*WHAT TO DO:* How many lines in the entries below include the word "explaining"? Respond with the number only.

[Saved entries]
PR #1545, opened 2026-09-14
refactor: apply route-dependent rewrites after routing

### LINKED ISSUE #1135: [Query Engine] ORDER BY on non-projected column can produce incorrect cross-shard ordering

### LINKED ISSUE #1425: [Cross shard] temporary columns for `stddev()` visible in client response

murex971:
Aggregate helpers, ORDER BY helpers, and LIMIT/OFFSET pushdown now run only after the route is known, so direct shard execution keeps original SQL and does not leak helper columns.

closes #1425  closes #1135


levkk:
👀

pgdog/src/backend/prepared_statements.rs
```diff
@@ -192,12 +205,25 @@ impl PreparedStatements {
...
+                            let mut describe = self.internal_describe(bind.statement());
                             self.state.add('2');
                             if self.config.level.rewrite_anonymous() {
                                 let mut bind = bind.clone();
                                 bind.anonymize();
+                                if let Some(describe) = &mut describe {
+                                    describe.anonymize();
+                                }
+                                if let Some(describe) = describe {
+                                    return Ok(HandleResult::PrependProtocolMessageRewrite {
```
levkk, line 228: Q: why do we need this? I'm not too familiar with this piece of code, would be good to have a small example explaining.

levkk (commented):
This looks good to me I think. It would be good to get feedback from @jkaczman after we merge #1541 (both touch the rewriter heavily). Should be easy to resolve conflicts, but just want to double check one doesn't break the other and vice versa.

pgdog/src/backend/prepared_statements.rs
```diff
@@ -518,9 +544,27 @@ impl PreparedStatements {
             // it still holds.
             close: expired.then(|| ProtocolMessage::Close(Close::named(name))),
             parse: ProtocolMessage::Parse(parse),
+            describe: None,
         }))
     }
 
+    fn internal_describe(&mut self, name: &str) -> Option<ProtocolMessage> {
```
levkk, line 571: Oh I see. The cross-shard `Describe` has different columns that direct-to-shard, so we need to rewrite it. I'm remembering now.

pgdog/src/frontend/prepared_statements/global_cache.rs
```diff
@@ -39,12 +40,20 @@ impl MemoryUsage for GlobalCache {
...
             + self.names.memory_usage()
+            + self.cross_shard_variants.memory_usage()
             + self.counter.memory_usage()
             + self.unused.capacity() * 1usize.memory_usage()
     }
 }
 
 impl GlobalCache {
+    pub(crate) fn cross_shard_variant_name(&self, name: &str) -> Option<String> {
+        let variant_name = format!("{name}_cross_shard");
```
levkk: This should be a helper. I saw it copy/pasted somewhere else.

pgdog/src/frontend/prepared_statements/global_cache.rs
```diff
@@ -137,10 +146,41 @@ impl GlobalCache {
         }
     }
 
+    pub(crate) fn cross_shard_variant(&mut self, name: &str, query: &str) -> Option<String> {
+        if let Some(variant_name) = self.cross_shard_variant_name(name) {
+            return Some(variant_name);
+        }
+        let variant_name = format!("{name}_cross_shard");
```
levkk: There it is

jkaczman (commented):
LGTM! 

It would be great if you could document certain decisions e.g. why you chose to move from an explicit `A_Const` node with the limit + offset to an `A_Expr` executing on Postgres. I think I understand the tradeoffs, but it would be great to see the author's POV when reading the code.

I would also be curious to know if the benchmark from before vs after changed at all.

murex971:
Benchmarked release builds of main and this PR using pgbench prepared protocol against the same three shards. Each case used a 3s warmup followed by three 15s runs at 10 and 50 clients.

Results were effectively neutral: direct and cross-shard AVG ranged from −0.6% to +1.0%; comparable ORDER BY was ~1% slower (expected from post-route bookkeeping). CPU was unchanged (+0.13%), with ~476 KiB higher peak RSS.

pgdog/src/frontend/router/parser/route.rs
```diff
@@ -402,12 +404,12 @@ impl Route {
         self.is_cross_shard() && self.is_write()
     }
 
-    pub(crate) fn aggregate_rewrite_plan(&self) -> &AggregateRewritePlan {
-        &self.rewrite_plan
+    pub(crate) fn projection_rewrite_plan(&self) -> &ProjectionRewritePlan {
```
jkaczman: Could replace this field with pub(crate) and get rid of the getter/setter

pgdog/src/frontend/router/parser/query/select.rs
```diff
@@ -16,7 +16,7 @@ impl QueryParser {
     ///
     pub(super) fn select(
         &mut self,
-        cached_ast: &Ast,
+        _cached_ast: &Ast,
```
jkaczman, line 19: I think we're fine to remove this as it's no longer needed in this func

pgdog/src/frontend/router/parser/rewrite/statement/aggregate/mod.rs
```diff
@@ -1,39 +1,22 @@
...
-            return Ok(());
-        }
-
-        let aggregate = Aggregate::parse(select, schema);
-        if aggregate.is_empty() {
-            return Ok(());
-        }
+#[derive(Debug, Clone, Copy, PartialEq, Eq)]
+pub(crate) enum HelperKind {
+    Count,
```
jkaczman, line 9: Why remove the comments that were originally in aggregate/plan.rs?

pgdog/src/frontend/router/parser/rewrite/statement/order_by.rs
```diff
@@ -0,0 +1,199 @@
+use pg_raw_parse::{ConstValue, Node, make, nodes};
+
```
jkaczman, line 2: It would be great to have some comments explaining some of the logic in this file.

pgdog/src/frontend/router/parser/rewrite/statement/projection.rs
```diff
@@ -0,0 +1,255 @@
...
+        self.aggregate_helpers.push(helper);
+    }
+
+    pub(crate) fn add_order_by_helper(&mut self, helper: OrderByHelper) {
+        self.order_by_helpers.push(helper);
+    }
+}
+
+#[derive(Debug, Default, Clone)]
+pub(crate) struct RewriteOutput {
```
jkaczman, line 93: It looks like this struct is just a basic wrapper around `ProjectionRewritePlan`. Why not just use `ProjectionRewritePlan` by itself?

pgdog/src/frontend/router/parser/rewrite/statement/projection.rs
```diff
@@ -0,0 +1,255 @@
...
+            .iter()
+            .map(|helper| helper.projected_column)
+            .chain(
+                self.order_by_helpers
+                    .iter()
+                    .map(|helper| helper.projected_column),
+            )
+    }
+
+    pub(crate) fn aggregate_helpers(&self) -> &[AggregateHelper] {
```
jkaczman, line 75: These fields can be exposed pub(crate) and used directly if we're providing basic getters/setters without any special invariants enforced or anything.

pgdog/src/frontend/router/parser/rewrite/statement/order_by.rs
```diff
@@ -0,0 +1,199 @@
...
+    select.target_list().iter().any(|target| {
+        (unqualified && target.name() == name)
+            || matches!(target.val(), Node::ColumnRef(projected)
+                if star_covers(projected, column)
+                    || same_column(projected, column)
+                    || (unqualified
+                        && projected.fields().into_iter().next_back().and_then(Node::as_str)
+                            == name))
+    })
+}
```
jkaczman, line 47: I think this will fail with something like `SELECT p.* FROM products p ORDER BY price`. Looks like it would work fine if it was `SELECT * FROM products ORDER BY price` or `SELECT p.* FROM products p ORDER BY p.price`, but not if we have a mixed case of one being qualified and the other not.

pgdog/src/frontend/router/parser/route.rs
```diff
@@ -402,12 +404,12 @@ impl Route {
...
+        &self.projection_rewrite_plan
     }
 
-    pub(crate) fn set_rewrite_plan(&mut self, plan: AggregateRewritePlan) {
-        self.rewrite_plan = plan;
+    pub(crate) fn set_projection_rewrite_plan(&mut self, plan: ProjectionRewritePlan) {
+        self.projection_rewrite_plan = plan;
```
jkaczman, line 412: This is another case we could probably get rid of the getter/setter

pgdog/src/frontend/prepared_statements/global_cache.rs
```diff
@@ -13,6 +13,10 @@ use fnv::FnvHashSet as HashSet;
 
 use super::*;
 
+fn cross_shard_variant_name(name: &str) -> String {
+    format!("{name}_cross_shard")
+}
```
jkaczman, line 18: I wonder if we could re-use the previous allocation somehow, here's a super simple example (probably not optimal):

buf = "x__pgdog_1"
cross_shard_variant = buf
base = buf[1..]

pgdog/src/frontend/router/parser/rewrite/statement/order_by.rs
```diff
@@ -0,0 +1,199 @@
...
+        let needs_helper = match node {
+            Node::ColumnRef(column) => !projects_column(select, column),
+            Node::A_Expr(_) => source.is_some(),
+            _ => false,
+        };
+        if !needs_helper {
+            continue;
+        }
+
+        let projected_column = select.target_list().len() + helpers.len();
```
jkaczman, line 94: I think we shouldn't rely on this column index; it gives us the parse tree entries, but not the actual output columns (considering when * is used). I wonder if it would be better to use what you do in aggregate.rs again (`decoder.row_description().field_index(&helper.alias) else {`). Right now, I think there are edge cases where this can accidentally delete user columns / sort on the wrong column.

pgdog/src/frontend/router/parser/rewrite/statement/order_by.rs
```diff
@@ -0,0 +1,199 @@
...
+    fn skips_qualified_star_select() {
+        let (sql, plan) = rewrite("SELECT products.* FROM products ORDER BY products.id");
+
+        assert!(!sql.contains("__pgdog_order_col"));
+        assert!(plan.is_noop());
+    }
+
+    #[test]
+    fn projects_column_not_covered_by_qualified_star() {
+        let (sql, plan) = rewrite("SELECT a.* FROM a JOIN b ON a.id = b.a_id ORDER BY b.score");
```
jkaczman, line 175: This should also test the index (going off of my comment above)

pgdog/src/frontend/router/parser/rewrite/statement/aggregate/mod.rs
murex971: thought too trivial, will add back :sweat_smile:

pgdog/src/frontend/router/parser/rewrite/statement/order_by.rs
murex971: ah! yes, need to handle this

pgdog/src/frontend/router/parser/rewrite/statement/order_by.rs
murex971: yes, I thought this for the above case handling

pgdog/src/frontend/prepared_statements/global_cache.rs
murex971: I don’t think the buffer-sharing works here. The base name is created by next_name() at Parse time and already lives in self.names long before we know a cross-shard variant is needed, so there’s nothing left to slice from. Recovering the base is already allocation free via strip_suffix("_cross_shard").

pgdog/src/frontend/router/parser/rewrite/statement/projection.rs
murex971: it was introduced when this struct return more than one field, but later only 1 field remained, so removing now.

murex971:
@jkaczman ready for re-review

*ANSWER TO THIS EXERCISE:* 2